-------- Material to process
PR #41361, opened 2022-03-06
[8.x] Backport dynamically access batch options

crynobone:
This was added to the project documentation and it would be better to have it available for all supported versions.


taylorotwell:
@crynobone isn't this already on 9.x? I'm confused:

https://github.com/laravel/framework/blob/9.x/src/Illuminate/Bus/Batch.php#L476

PR #41362, opened 2022-03-06
[9.x] BCC broken on 9.x with AWS SES Mail Transport

### LINKED ISSUE #41357: Blind copies are not sent by sendmail transport
- Laravel Version: 9.3.1
- PHP Version: 8.0.14

### Description:
Using a mail controller like this:

```php
class SendmailController extends Controller
{
	public function post_sendmail(Request $request)
	{
		$email = new Sendmail($request->subject, $request->msg);

		Mail::to($request->to)
			->bcc($request->bcc)
			->send($email);

		return "Email sent";
	}
}
```

If MAIL_MAILER=smtp in the .env file, and a suitable SMTP server is configured, the blind copy is sent, but when MAIL_MAILER=sendmail it isn't.

### Steps To Reproduce:
1. Extract the sendmail app from the attached archive to a linux system with a sendmail binary.
2. cd sendmail
3. composer update
4. cd public
5. php -S 127.0.0.1:8080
----------------
The result should be every line of the material that contains the word "public", so copy those lines.

Written solution →
	public function post_sendmail(Request $request)
4. cd public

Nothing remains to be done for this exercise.